◆ EXERCISE INPUTS ◆

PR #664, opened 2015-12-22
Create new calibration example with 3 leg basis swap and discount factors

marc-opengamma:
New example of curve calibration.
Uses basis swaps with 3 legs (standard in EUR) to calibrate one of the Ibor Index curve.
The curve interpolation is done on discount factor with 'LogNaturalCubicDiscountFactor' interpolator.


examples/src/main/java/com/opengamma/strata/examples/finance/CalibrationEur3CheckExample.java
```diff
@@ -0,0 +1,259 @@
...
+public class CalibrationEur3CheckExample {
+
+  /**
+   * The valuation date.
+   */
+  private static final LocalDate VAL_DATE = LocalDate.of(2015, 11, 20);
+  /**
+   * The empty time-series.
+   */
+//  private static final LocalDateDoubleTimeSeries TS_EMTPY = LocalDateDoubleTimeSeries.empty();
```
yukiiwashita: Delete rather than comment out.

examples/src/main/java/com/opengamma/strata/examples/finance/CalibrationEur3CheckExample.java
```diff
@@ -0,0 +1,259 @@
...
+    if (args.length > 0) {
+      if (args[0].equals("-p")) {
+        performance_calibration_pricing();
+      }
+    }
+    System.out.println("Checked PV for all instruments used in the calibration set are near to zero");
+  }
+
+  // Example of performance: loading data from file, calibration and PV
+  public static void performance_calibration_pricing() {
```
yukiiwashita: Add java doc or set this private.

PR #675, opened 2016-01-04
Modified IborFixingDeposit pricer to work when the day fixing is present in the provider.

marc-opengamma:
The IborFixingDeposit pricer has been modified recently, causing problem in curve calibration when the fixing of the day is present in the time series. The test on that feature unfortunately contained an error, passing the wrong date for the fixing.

◆ TASK DETAILS ◆
All of the records go in your answer, copied exactly.

◆ THE ANSWER ◆
PR #664, opened 2015-12-22
Create new calibration example with 3 leg basis swap and discount factors

marc-opengamma:
New example of curve calibration.
Uses basis swaps with 3 legs (standard in EUR) to calibrate one of the Ibor Index curve.
The curve interpolation is done on discount factor with 'LogNaturalCubicDiscountFactor' interpolator.


examples/src/main/java/com/opengamma/strata/examples/finance/CalibrationEur3CheckExample.java
```diff
@@ -0,0 +1,259 @@
...
+public class CalibrationEur3CheckExample {
+
+  /**
+   * The valuation date.
+   */
+  private static final LocalDate VAL_DATE = LocalDate.of(2015, 11, 20);
+  /**
+   * The empty time-series.
+   */
+//  private static final LocalDateDoubleTimeSeries TS_EMTPY = LocalDateDoubleTimeSeries.empty();
```
yukiiwashita: Delete rather than comment out.

examples/src/main/java/com/opengamma/strata/examples/finance/CalibrationEur3CheckExample.java
```diff
@@ -0,0 +1,259 @@
...
+    if (args.length > 0) {
+      if (args[0].equals("-p")) {
+        performance_calibration_pricing();
+      }
+    }
+    System.out.println("Checked PV for all instruments used in the calibration set are near to zero");
+  }
+
+  // Example of performance: loading data from file, calibration and PV
+  public static void performance_calibration_pricing() {
```
yukiiwashita: Add java doc or set this private.

PR #675, opened 2016-01-04
Modified IborFixingDeposit pricer to work when the day fixing is present in the provider.

marc-opengamma:
The IborFixingDeposit pricer has been modified recently, causing problem in curve calibration when the fixing of the day is present in the time series. The test on that feature unfortunately contained an error, passing the wrong date for the fixing.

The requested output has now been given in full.